By Bill Jones: White Castle was our only stop on the way to Saratoga Lanes. The White Castle was located in the 7400 block of Manchester–about 40 feet west of Sutton. Johnny Ryan’s Tavern was on the southwest corner of Sutton and Manchester and did NOT serve food. The City of Maplewood wouldn’t license them to serve food. Their customers would take White Castles to Ryan’s and have them with their schooners of Falstaff. We eleven-year-olds had the Globe-Democrat coupon for five White Castles for 25 cents! We really enjoyed the stop!
Saratoga Lanes was a great spot to hang out for eleven-year-olds’ fun. We enjoyed watching the bowling. The cost was 15 cents a line. There were no automatic pin setters in 1938 so our friend (a lady) would call us when they had bowlers and we would set pins manually for the customer. We loved it and got a nickel a line. We even got to set pins for league play which was after 5:00 p.m. and that was great–about four or five on each team. Most league teams would slide an extra nickel down the gutter as a tip, if we were good. We confess if the team did not tip us, we would watch for the “non-tippers” and always leave out the 5-pin so they rarely got a strike (only spares).
When Saratoga was without much business they would let us play the pool tables. We loved that! At age eleven, we loved Saratoga Lanes! We kept the floors swept, too.
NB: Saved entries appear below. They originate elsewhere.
PR #2564, opened 2022-08-09
Removed .NET 5.0 dependency (Client Tests)

andyk-ms:
Removed NET 5.0 dependency
Removed test cases for Net 5.0
Completed unit tests with 100% pass rate for 613 tests in the group

### DIFF
--- a/authentication/tests/Microsoft.Azure.Devices.Shared.Tests.csproj
+++ b/authentication/tests/Microsoft.Azure.Devices.Shared.Tests.csproj
@@ -1,10 +1,10 @@
 ﻿<Project Sdk="Microsoft.NET.Sdk">
   <PropertyGroup>
     <RootNamespace>Microsoft.Azure.Devices.Shared.Tests</RootNamespace>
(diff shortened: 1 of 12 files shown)


authentication/tests/Microsoft.Azure.Devices.Shared.Tests.csproj
```diff
@@ -1,10 +1,10 @@
 ﻿<Project Sdk="Microsoft.NET.Sdk">
   <PropertyGroup>
     <RootNamespace>Microsoft.Azure.Devices.Shared.Tests</RootNamespace>
-    <TargetFrameworks Condition="'$(OS)' == 'Windows_NT'">net6.0;net5.0;netcoreapp3.1;netcoreapp2.1.30;net472</TargetFrameworks>
```
drwill-ms, line 4: Should we remove it from testing too?

I assumed just NuGet targets.

drwill-ms (changes requested):
I only expected NuGet target removal, and any SDK preprocessor #ifs.

PR #2565, opened 2022-08-09
Replace custom delegates with functions, consolidate sas audience logic

abhipsaMisra:
- replace custom delegates with functions
- consolidate sas audience logic


iothub/device/src/InternalClient.cs
```diff
@@ -27,41 +27,33 @@ internal class InternalClient : IDisposable
...
-
-        private volatile ConnectionStateChangeHandler _connectionStateChangeHandler;
-
-        // Count of messages sent by the device/ module. This is used for sending diagnostic information.
-        private int _currentMessageCount;
-
-        private int _diagnosticSamplingPercentage;
-
+        // Connection state change information
+        private volatile Action<ConnectionState, ConnectionStateChangeReason> _connectionStateChangeHandler;
```
timtay-microsoft, line 31: This could be tackled in a later PR, but I'd like to see us create a bundle class for the information we provide in this callback. That way, we can easily add new fields like previousState, the exception that caused it, etc.

https://github.com/Azure/azure-iot-sdk-java/blob/main/device/iot-device-client/src/main/java/com/microsoft/azure/sdk/iot/device/ConnectionStatusChangeContext.java

timtay-microsoft (approved):

iothub/device/src/InternalClient.cs
abhipsaMisra: +1. We'll keep that for another PR. We'll also want to take another look at all our callback args and see if there is any room for improvement in there.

I still remember those happy days when our nickels were so treasured!
Transcribed by Bill’s wife, Barb.
Saratoga Lanes opened in 1916 and has been in business continuously ever since! It is the only “upstairzer” still operating in this area. I’d be curious to know how many are left around the country. The Blood family is well represented in the history of our town. They were the longtime owners and operators of the Maplewood Mill. From the Maplewood Champion Newspaper.
From the collection of the Maplewood Public Library comes this image of these very attractive yet unidentified folks posed with the Saratoga Lanes directly behind their heads. On the left is a Kroger store. The building survives and is now the home of The Muddled Pig restaurant. Judging from the car, I’ll guess the year is in the early 1940’s or possibly a bit later.
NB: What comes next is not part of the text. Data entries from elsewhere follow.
Issue #1137, opened 2019-11-22
Disconnect renders DeviceClient useless - The semaphore has been disposed.


domdeger:
- **OS, version, SKU and CPU architecture used:** <VERSION>  Windows 10 Desktop x64
- **Application's .NET Target Framework :** netcoreapp2.2 
- **Device:** Laptop, Raspberry PI3 
- **SDK version used:** Microsoft.Azure.Devices.Client v1.21.2 

## Description of the issue:
A device client which has been connected to an IoT-Hub and used to transfer telemetry does not recover from longer connection loss. So if I start the linked code with available network connection everything works fine. Telemetry arrives at the hub and method triggers are received.

But if you shutdown the network connection for approximatly three to five minutes the DeviceClient starts throwing System.ObjectDisposedExceptions with attached Stacktrace which does not seem to be expected behaviour.

Furthermore it persists after restoring the network connection.

## Code sample exhibiting the issue:
See https://gist.github.com/domdeger/0f192e46c3e40e3161fc195c827d3e4a

## Console log of the issue:
`   
The semaphore has been disposed.
at System.Threading.SemaphoreSlim.CheckDispose()
   at System.Threading.SemaphoreSlim.WaitAsync(Int32 millisecondsTimeout, CancellationToken cancellationToken)
   at System.Threading.SemaphoreSlim.WaitAsync(TimeSpan timeout, CancellationToken cancellationToken)
   at Microsoft.Azure.Devices.Client.Transport.Amqp.AmqpConnectionHolder.EnsureConnectionAsync(TimeSpan timeout)
   at Microsoft.Azure.Devices.Client.Transport.Amqp.AmqpConnectionHolder.OpenSessionAsync(DeviceIdentity deviceIdentity, TimeSpan timeout)
   at Microsoft.Azure.Devices.Client.Transport.AmqpIoT.AmqpUnit.EnsureSessionAsync(TimeSpan timeout)
   at Microsoft.Azure.Devices.Client.Transport.AmqpIoT.AmqpUnit.OpenAsync(TimeSpan timeout)
   at Microsoft.Azure.Devices.Client.Transport.Amqp.AmqpTransportHandler.OpenAsync(CancellationToken cancellationToken)
   at Microsoft.Azure.Devices.Client.Transport.ProtocolRoutingDelegatingHandler.OpenAsync(CancellationToken cancellationToken)
[...]

PR #2566, opened 2022-08-09
Remove extra tests and limit how long they'll run until timeout

drwill-ms:


e2e/test/iothub/DeviceClientX509AuthenticationE2ETests.cs
```diff
@@ -71,12 +58,6 @@ public async Task X509_InvalidDeviceId_Throw_UnauthorizedException_Mqtt_WebSocke
...
         }
 
-        [LoggedTestMethod, Timeout(TestTimeoutMilliseconds)]
-        public async Task X509_InvalidDeviceId_Throw_UnauthorizedException_Twice_Amqp()
-        {
-            await X509InvalidDeviceIdOpenAsyncTwiceTest(DeviceTransportType.Amqp).ConfigureAwait(false);
-        }
-
         [LoggedTestMethod, Timeout(TestTimeoutMilliseconds)]
         public async Task X509_InvalidDeviceId_Throw_UnauthorizedException_Twice_Amqp_TCP()
```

This image and the next two are provided by the gracious Wanda Kennedy Kuntz of the musical Kennedy family. Wanda has produced her own very interesting book about the Kennedy Family. It is definitely a good read. Pick up a copy. The title is “Kennedy Music — An Historical Novel based on the Kennedy Family, Maplewood, MO.” The above is a nice photo because we can see the big sign that once enhanced the facade of the Saratoga building. The year is early to mid-70’s. The light-colored car parked in front is an infamous Ford Pinto. They were famous for exploding when struck in the rear. But after all, who wouldn’t?
This unusual angle gives us a bit more information about the big sign. Bring back the big signs! Joe Edwards knows this. Go look at the Delmar Loop.
Well it took three photos but we now have a fair idea of what the big sign looked like. Bill Jones story, typed by Barb as they all are, is a wonderful glimpse back at life in our community. There are many, many stories like Bill’s ( I love that part about the 5 pin) connected to Saratoga Lanes. Unfortunately nearly all have been lost. You can find much more of the history of this landmark of ours by reading the excellent nomination to the National Register prepared by Lindsey Derrington when she was working for Landmarks, St. Louis’ superb nonprofit dedicated to historic preservation. Ms. Derrington’s essay/s are well worth your time.